On the Welfare Improving Trade in Marginal Tax Rates

Abstract

In this paper we extend the dimensionality of the standard income taxation problem. Specifically, we allow agents to purchase at a price, from the government, discounts on their marginal tax rates. Consequently agents have two decision variables: the level of income they choose to earn and the magnitude of discount they want to purchase at a given price. By rationally choosing to purchase discounts agents face lower effective marginal tax rates, which enhances efficiency. At the same time agents pay a price for the discounts, which can compensate for a shortfall in revenue resulting from lower e?ective marginal tax rates. We show, in the case of the CRRA utility function, that for any tax function it is always possible to construct the corresponding discount price function that leads to a strict Pareto improvement through trade in discounts and that ensures that revenue collected is unaffected when trade in discounts is permitted.

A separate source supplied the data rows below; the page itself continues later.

PR #2957, opened 2022-11-10
Updating orphan page titles

EllieNodder:
### Trello card

https://trello.com/c/Ax9uKyXr/3872-revise-page-titles-for-organic-search-orphan-pages

### Context

Now we've added 'GOV.UK' to all our page titles, we should review them to make sure they're not too many characters.

This PR changes the page titles for:

- Support for ECTs
- Get qualified teacher status through an 'assessment only' programme
- Get into teaching physics
- What qualified teacher status means

### DIFF
--- a/app/views/content/assessment-only-providers.md
+++ b/app/views/content/assessment-only-providers.md
@@ -1,5 +1,5 @@
 ---
-title: Get qualified teacher status through an 'assessment only' programme
+title: QTS assessment only providers
 description: |-
   Find accredited providers who offer the assessment only teacher training route to qualified teacher status (QTS) for experienced teachers with a degree.
 date: "2021-06-08"
--- a/app/views/content/assessment-only-providers.md
+++ b/app/views/content/assessment-only-providers.md
@@ -1,5 +1,5 @@
 ---
-title: QTS assessment only providers
+title: Assessment only QTS providers
 description: |-
   Find accredited providers who offer the assessment only teacher training route to qualified teacher status (QTS) for experienced teachers with a degree.
 date: "2021-06-08"
--- a/app/views/content/subjects/engineers-teach-physics.md
+++ b/app/views/content/subjects/engineers-teach-physics.md
@@ -1,5 +1,5 @@
 ---
-title: Get into teaching physics
+title: Engineers teach physics
 description: |-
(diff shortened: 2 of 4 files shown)


gemmadallmandfe:
@EllieNodder The `title` changes are fine in terms of what will be (hopefully) displayed in search results

However, the h1 has also changed (`heading` or just defaulted from `title` in some cases) on some of the pages - just wanted to make sure this was intentional before I merge this!

EllieNodder:
> @EllieNodder The `title` changes are fine in terms of what will be (hopefully) displayed in search results
> 
> However, the h1 has also changed (`heading` or just defaulted from `title` in some cases) on some of the pages - just wanted to make sure this was intentional before I merge this!

Intentional! In some cases, the URL/page title/h1 were all different - I think these should be the same where possible (both for SEO and for the user), unless there's a benefit to putting extra info in the h1.

app/views/content/assessment-only-providers.md
```diff
@@ -1,5 +1,5 @@
 ---
-title: Get qualified teacher status through an 'assessment only' programme
+title: QTS assessment only providers
```
gemmadallmandfe, line 2: Just wondering whether this quite makes sense @EllieNodder ?

I know we are going to look at whether to consolidate the two AO pages but I'm not sure this h1/title is quite right in the meantime on reflection

EllieNodder: My thinking was that the /train-to-be-a-teacher/if-you-have-experience page is talking about how and why you can do assessment only, whereas this page is basically just listing the different providers, with a bit of preamble at the top. They go to the first page to find out what, then this page to find out where.

The url is also just /assessment-only-providers, so this would make the page title/h1 more in line with that.

What were you thinking?

gemmadallmandfe: Sorry - my comment wasn't very helpful!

In addition, we show that a fat tax or a piece-wise linear tax function are never optimal in the Mirrlees's sense. Similarly, we argue that trade in discounts can lead to a Pareto improvement over the allocation induced by any tax function, including Mirrlees's solutions, that has an existing inverse and is differentiable. We also show that the standard asymptotic result of zero marginal tax rate at the top of income distribution can be extended to an open set. It is shown in the dynamic context that no tax function can be optimal unless it is conditioned on the entire income history.